■ **Excerpted records**:
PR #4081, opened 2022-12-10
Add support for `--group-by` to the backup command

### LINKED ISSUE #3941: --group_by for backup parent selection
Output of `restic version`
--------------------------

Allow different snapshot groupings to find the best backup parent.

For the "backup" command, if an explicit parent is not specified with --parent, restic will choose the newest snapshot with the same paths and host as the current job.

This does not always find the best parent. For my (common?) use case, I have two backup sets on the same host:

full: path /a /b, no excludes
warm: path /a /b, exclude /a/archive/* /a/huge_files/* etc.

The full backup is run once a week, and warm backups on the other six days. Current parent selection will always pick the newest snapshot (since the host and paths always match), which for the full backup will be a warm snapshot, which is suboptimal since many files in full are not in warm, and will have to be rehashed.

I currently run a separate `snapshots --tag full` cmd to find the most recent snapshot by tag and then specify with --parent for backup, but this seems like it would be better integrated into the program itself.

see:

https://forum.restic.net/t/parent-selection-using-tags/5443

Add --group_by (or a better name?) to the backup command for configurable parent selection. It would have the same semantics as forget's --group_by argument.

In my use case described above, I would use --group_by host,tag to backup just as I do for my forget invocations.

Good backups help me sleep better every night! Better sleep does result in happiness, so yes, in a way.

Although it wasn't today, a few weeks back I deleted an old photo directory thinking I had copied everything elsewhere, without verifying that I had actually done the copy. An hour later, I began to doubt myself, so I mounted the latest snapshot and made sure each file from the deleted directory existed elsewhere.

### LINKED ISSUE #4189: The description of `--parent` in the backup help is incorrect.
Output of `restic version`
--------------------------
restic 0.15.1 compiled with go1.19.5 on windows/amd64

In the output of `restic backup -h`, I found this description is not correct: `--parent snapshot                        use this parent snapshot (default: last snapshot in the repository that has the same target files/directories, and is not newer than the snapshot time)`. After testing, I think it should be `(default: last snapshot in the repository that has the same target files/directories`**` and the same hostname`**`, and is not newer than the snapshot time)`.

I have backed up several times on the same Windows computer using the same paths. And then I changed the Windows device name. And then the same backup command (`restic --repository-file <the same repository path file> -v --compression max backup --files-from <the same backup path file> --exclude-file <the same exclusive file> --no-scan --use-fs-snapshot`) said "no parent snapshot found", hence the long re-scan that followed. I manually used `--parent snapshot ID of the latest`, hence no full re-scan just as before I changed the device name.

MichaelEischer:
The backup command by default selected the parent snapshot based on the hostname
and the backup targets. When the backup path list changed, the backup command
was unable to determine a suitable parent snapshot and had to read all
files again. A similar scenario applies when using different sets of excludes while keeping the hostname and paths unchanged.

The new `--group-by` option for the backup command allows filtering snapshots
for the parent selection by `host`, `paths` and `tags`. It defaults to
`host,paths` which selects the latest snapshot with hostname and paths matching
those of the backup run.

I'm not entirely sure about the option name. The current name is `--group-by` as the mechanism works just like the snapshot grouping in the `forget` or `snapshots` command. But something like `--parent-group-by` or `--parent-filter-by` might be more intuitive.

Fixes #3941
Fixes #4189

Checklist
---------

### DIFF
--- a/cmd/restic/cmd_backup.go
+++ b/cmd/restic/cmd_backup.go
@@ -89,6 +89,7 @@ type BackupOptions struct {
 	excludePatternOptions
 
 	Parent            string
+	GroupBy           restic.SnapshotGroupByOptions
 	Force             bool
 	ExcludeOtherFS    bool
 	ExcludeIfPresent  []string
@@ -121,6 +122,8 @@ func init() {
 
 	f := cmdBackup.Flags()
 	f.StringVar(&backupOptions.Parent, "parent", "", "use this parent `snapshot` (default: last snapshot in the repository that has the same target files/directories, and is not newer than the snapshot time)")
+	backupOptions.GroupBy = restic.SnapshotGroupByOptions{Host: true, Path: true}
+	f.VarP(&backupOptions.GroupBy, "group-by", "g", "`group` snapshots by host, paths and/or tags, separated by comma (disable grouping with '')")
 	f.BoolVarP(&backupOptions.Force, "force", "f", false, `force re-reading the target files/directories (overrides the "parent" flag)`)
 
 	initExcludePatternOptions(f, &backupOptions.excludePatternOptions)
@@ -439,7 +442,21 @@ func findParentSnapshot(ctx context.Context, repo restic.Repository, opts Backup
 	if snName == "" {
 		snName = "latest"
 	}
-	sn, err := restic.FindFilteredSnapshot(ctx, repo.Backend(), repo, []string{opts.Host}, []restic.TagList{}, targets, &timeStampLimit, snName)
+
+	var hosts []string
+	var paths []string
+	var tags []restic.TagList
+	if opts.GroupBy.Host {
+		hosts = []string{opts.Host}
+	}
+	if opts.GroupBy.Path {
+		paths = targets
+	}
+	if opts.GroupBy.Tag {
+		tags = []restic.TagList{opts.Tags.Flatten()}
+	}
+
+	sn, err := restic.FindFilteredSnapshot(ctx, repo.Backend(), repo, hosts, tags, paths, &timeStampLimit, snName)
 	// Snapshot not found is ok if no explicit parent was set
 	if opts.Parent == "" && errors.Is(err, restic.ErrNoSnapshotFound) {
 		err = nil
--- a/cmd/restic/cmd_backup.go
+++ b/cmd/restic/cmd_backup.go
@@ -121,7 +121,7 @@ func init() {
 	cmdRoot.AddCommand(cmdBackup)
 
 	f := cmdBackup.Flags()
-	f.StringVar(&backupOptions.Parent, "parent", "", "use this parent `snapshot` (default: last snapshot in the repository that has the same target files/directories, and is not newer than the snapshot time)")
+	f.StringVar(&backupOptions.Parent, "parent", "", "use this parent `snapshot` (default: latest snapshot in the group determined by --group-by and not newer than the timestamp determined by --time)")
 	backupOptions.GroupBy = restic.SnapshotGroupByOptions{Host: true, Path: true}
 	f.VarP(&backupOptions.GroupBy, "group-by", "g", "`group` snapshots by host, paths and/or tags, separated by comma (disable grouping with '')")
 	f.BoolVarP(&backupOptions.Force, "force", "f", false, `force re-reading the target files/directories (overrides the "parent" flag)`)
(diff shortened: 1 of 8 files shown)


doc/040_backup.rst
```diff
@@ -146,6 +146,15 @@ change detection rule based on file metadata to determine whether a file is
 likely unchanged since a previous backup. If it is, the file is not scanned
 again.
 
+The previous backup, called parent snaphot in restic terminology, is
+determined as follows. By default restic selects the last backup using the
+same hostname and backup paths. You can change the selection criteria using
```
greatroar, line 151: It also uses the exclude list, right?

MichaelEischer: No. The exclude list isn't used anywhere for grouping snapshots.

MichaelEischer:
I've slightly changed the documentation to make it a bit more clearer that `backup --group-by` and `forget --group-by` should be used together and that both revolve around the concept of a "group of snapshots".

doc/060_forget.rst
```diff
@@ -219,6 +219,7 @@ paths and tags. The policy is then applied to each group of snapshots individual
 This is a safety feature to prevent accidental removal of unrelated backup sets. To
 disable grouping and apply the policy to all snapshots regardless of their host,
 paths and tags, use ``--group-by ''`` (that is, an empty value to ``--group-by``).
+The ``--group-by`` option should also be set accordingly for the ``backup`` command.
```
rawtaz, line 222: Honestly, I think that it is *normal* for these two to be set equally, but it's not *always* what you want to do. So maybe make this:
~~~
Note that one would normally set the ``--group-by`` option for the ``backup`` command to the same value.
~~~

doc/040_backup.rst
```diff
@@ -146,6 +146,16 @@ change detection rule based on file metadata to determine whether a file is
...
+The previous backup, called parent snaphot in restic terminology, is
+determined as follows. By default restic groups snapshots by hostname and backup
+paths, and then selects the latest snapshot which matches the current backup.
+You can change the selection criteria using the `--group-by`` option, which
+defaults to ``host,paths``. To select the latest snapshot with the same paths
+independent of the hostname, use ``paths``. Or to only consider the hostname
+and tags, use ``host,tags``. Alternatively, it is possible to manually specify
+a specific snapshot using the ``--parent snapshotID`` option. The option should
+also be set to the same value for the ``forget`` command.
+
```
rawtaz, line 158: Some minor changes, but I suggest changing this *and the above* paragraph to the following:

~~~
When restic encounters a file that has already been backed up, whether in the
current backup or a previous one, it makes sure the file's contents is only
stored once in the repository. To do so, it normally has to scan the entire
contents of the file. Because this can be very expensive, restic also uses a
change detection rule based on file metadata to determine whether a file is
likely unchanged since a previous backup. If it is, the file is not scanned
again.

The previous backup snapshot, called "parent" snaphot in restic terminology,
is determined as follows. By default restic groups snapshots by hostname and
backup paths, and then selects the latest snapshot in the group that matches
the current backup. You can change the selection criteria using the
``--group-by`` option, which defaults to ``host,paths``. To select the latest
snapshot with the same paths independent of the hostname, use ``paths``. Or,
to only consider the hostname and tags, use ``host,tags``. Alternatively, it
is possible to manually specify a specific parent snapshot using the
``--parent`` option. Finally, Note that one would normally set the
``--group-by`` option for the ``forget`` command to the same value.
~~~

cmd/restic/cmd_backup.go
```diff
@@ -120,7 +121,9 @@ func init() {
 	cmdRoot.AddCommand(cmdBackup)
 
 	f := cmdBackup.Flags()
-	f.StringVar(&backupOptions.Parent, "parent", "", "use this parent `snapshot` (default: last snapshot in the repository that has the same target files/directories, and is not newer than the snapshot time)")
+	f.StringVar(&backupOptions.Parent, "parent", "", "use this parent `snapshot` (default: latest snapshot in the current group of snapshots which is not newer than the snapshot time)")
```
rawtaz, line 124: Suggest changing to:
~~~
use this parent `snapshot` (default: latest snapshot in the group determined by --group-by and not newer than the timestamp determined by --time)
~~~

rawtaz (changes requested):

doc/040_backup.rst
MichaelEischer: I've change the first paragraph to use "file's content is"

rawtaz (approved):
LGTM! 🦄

* * *

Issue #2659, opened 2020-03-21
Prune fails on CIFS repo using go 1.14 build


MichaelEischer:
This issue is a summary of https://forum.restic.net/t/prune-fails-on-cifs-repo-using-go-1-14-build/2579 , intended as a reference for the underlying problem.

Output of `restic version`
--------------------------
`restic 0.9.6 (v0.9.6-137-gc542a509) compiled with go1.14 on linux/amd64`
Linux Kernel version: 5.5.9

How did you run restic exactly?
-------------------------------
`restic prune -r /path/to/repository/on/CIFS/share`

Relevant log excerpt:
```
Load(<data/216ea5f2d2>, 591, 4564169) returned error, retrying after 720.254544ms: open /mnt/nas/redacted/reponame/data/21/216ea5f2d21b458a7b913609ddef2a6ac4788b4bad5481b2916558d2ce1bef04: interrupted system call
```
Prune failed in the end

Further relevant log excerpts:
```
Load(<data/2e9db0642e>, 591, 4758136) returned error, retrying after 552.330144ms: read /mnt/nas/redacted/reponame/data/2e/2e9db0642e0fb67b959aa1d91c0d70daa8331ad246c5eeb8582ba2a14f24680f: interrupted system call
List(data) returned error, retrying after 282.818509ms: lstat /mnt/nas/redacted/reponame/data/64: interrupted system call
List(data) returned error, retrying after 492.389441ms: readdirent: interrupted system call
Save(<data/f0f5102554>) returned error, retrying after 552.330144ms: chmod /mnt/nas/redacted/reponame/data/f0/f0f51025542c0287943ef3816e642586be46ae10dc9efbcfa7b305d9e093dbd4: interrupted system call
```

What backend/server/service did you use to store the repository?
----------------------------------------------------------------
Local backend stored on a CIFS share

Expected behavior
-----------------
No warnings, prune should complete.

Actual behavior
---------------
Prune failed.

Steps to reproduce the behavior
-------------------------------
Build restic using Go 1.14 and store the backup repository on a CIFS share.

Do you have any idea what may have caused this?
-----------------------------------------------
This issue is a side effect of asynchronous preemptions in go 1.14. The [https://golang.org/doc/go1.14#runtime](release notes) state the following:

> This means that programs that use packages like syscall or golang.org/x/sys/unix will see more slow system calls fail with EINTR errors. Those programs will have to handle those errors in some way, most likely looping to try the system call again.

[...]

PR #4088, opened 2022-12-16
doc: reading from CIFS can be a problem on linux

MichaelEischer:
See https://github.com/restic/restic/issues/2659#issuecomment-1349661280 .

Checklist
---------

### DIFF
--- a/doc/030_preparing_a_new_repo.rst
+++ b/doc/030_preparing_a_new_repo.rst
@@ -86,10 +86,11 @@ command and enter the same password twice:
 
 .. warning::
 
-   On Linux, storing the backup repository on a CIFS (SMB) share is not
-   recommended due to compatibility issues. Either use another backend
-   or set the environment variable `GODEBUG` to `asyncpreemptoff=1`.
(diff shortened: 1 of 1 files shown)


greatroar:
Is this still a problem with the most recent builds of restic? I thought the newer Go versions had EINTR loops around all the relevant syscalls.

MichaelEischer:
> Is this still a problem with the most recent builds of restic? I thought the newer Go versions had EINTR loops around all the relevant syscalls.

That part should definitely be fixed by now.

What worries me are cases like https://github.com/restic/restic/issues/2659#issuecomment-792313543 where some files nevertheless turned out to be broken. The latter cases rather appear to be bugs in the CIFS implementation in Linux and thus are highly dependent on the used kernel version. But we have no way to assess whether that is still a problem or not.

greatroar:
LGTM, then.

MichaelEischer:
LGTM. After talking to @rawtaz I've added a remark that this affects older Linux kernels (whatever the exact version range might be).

■ **Work instruction**: The lines above starting at the one that contains "snapshot with the same paths independent" and ending at the one that contains "Finally, Note that one would normally set the" must be transcribed exactly, and no other lines may appear.

■ **Result**:
snapshot with the same paths independent of the hostname, use ``paths``. Or,
to only consider the hostname and tags, use ``host,tags``. Alternatively, it
is possible to manually specify a specific parent snapshot using the
``--parent`` option. Finally, Note that one would normally set the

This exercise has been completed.